Often times when we think of coral we think of a multicolored paradise for many marine creatures. Coral actually gets its coloring from algae that feed the coral. The algae live inside the tissue of the coral essentially they share resources in a constantly changing environment. But what happens to change those terms?
Coral can only survive within a certain temperature. As ocean temperatures rise so too do the occurrences of coral bleaching. Algae also have a limited range of climate that can be tolerated. Ultimately coral cannot survive without algae.
Coral bleaching has grown substantially over the last 20 years. Coral has a symbiotic relationship with algae when external variances occur the algae often leaves the coral which then leads to bleaching. Corals vary in their response to heat and light stress. Additionally, bleaching does not always result in the death of the coral.

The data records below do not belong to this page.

PR #214, opened 2019-08-23
Support for dynamic whitelisting bridge using regular expressions

dhananjaysathe:
Adds a new flavor of the bridge that supports adding a list of regular expressions as parameters to selectively and dynamically forward bridge topics/services.

### DIFF
--- a/CMakeLists.txt
+++ b/CMakeLists.txt
@@ -257,7 +257,7 @@ macro(targets)
   add_launch_test(
      "${CMAKE_CURRENT_BINARY_DIR}/test_services_across_dynamic_bridge${target_suffix}_$<CONFIG>.py"
      TARGET test_services_across_dynamic_bridge${target_suffix}
-     ENV RMW_IMPLEMENTATION=${rmw_implementation}
+     ENV RMW_IMPLEMENTATION=${rmw_implementation})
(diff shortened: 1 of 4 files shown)


dirk-thomas:
Thank you for working on this feature. Why should the whitelisting be implemented in a separate executable rather than adding these options to the existing dynamic bridge? If none are specified the behavior would stay the same.

Also the added test might be good to separate into its own pull request to cover the existing dynamic bridge.

dhananjaysathe:
Hey @dirk-thomas the bridge is a new executable called "dynamic_whitelist_bridge"  its similar sounding or named what led to the confusion i think .

dirk-thomas:
My previous comment was asking *why* the whitelisting should be implemented in a separate executable. Why not add the feature to the *eixsting* executable `dynamic_bridge`?

dhananjaysathe:
Ah i see let me chase this up next week

dirk-thomas:
@dhananjaysathe Any update on this?

claireyywang:
@dhananjaysathe friendly ping.

dirk-thomas:
Closing due to no response. Please feel free to comment on the closed ticket and it can be reopened.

Zooxanthellae is a type of single-celled dinoflagellate algae. Scientists believe the primary cause of mass coral bleaching is increasing sea temperatures. Local instances of bleaching can be caused by disease, cyanide fishing, and sedimentation which comes from undersea activities like dredging, as well as changes in water salinity. Currently, 16% of the oceans coral is considered to be dead.
Not only corals are affected. giant clams and anemone also bleach in response to thermal stress. Some reefs are considered to be “resilient reefs” which can make a healthy recovery given the proper conditions.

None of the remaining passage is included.